PR #1354, opened 2016-06-15
FACT-1439 Facter detecting only enabled network card

adeleglise:
Changing the way facter list NIC on Windows. Get rid of the NetEnabled statement so that every NIC are listed, even the disabled.
modified :         lib/facter/util/ip/windows.rb

### DIFF
--- a/lib/facter/util/ip/windows.rb
+++ b/lib/facter/util/ip/windows.rb
@@ -43,7 +43,7 @@ class Facter::Util::IP::Windows
     interface_names = []
 
     network_adapter_configurations.map do |nic|
-      Facter::Util::WMI.execquery("SELECT * FROM Win32_NetworkAdapter WHERE Index = #{nic.Index} AND NetEnabled = TRUE").each do |sub_nic|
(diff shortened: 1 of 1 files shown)


branan:
Hi, thanks for 

The change that added the NetEnabled check was intended to [https://projects.puppetlabs.com/issues/22619](fix a bug), and merged in #537  I think in order to effectively list disabled interfaces, additional logic would have to be added elsewhere to facter to handle the cases that ticket was trying to correct for. @ferventcoder do you have any thoughts here?

Beyond that, facter 2 is essentially in "extended support" at this point. We try not to make changes to it that could negatively impact the users who rely on older versions of software for stability. Can you explain a bit more about what your use case is for having facter include the extra information, so we can determine if it's something that's worth bringing in to the old code?

adeleglise:
Sorry, for the delay the summer was very busy.

I'm just relaying this contribution. I think that this is a very specific need, and that this could be helpful for someone else.

However, all the travis builds failed because the spec were not modified accordingly. So I think that we can just put this contribution aside. 

Thanks for coming back.

branan:
OK. I'm going to go ahead and close this, then.

Thanks for reaching out to us, and please don't hesitate with other contributions in the future.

⁂

• [Assignment]: Make a verbatim copy of every entry shown above.

• [Exercise response]:
PR #1354, opened 2016-06-15
FACT-1439 Facter detecting only enabled network card

adeleglise:
Changing the way facter list NIC on Windows. Get rid of the NetEnabled statement so that every NIC are listed, even the disabled.
modified :         lib/facter/util/ip/windows.rb

### DIFF
--- a/lib/facter/util/ip/windows.rb
+++ b/lib/facter/util/ip/windows.rb
@@ -43,7 +43,7 @@ class Facter::Util::IP::Windows
     interface_names = []
 
     network_adapter_configurations.map do |nic|
-      Facter::Util::WMI.execquery("SELECT * FROM Win32_NetworkAdapter WHERE Index = #{nic.Index} AND NetEnabled = TRUE").each do |sub_nic|
(diff shortened: 1 of 1 files shown)


branan:
Hi, thanks for 

The change that added the NetEnabled check was intended to [https://projects.puppetlabs.com/issues/22619](fix a bug), and merged in #537  I think in order to effectively list disabled interfaces, additional logic would have to be added elsewhere to facter to handle the cases that ticket was trying to correct for. @ferventcoder do you have any thoughts here?

Beyond that, facter 2 is essentially in "extended support" at this point. We try not to make changes to it that could negatively impact the users who rely on older versions of software for stability. Can you explain a bit more about what your use case is for having facter include the extra information, so we can determine if it's something that's worth bringing in to the old code?

adeleglise:
Sorry, for the delay the summer was very busy.

I'm just relaying this contribution. I think that this is a very specific need, and that this could be helpful for someone else.

However, all the travis builds failed because the spec were not modified accordingly. So I think that we can just put this contribution aside. 

Thanks for coming back.

branan:
OK. I'm going to go ahead and close this, then.

Thanks for reaching out to us, and please don't hesitate with other contributions in the future.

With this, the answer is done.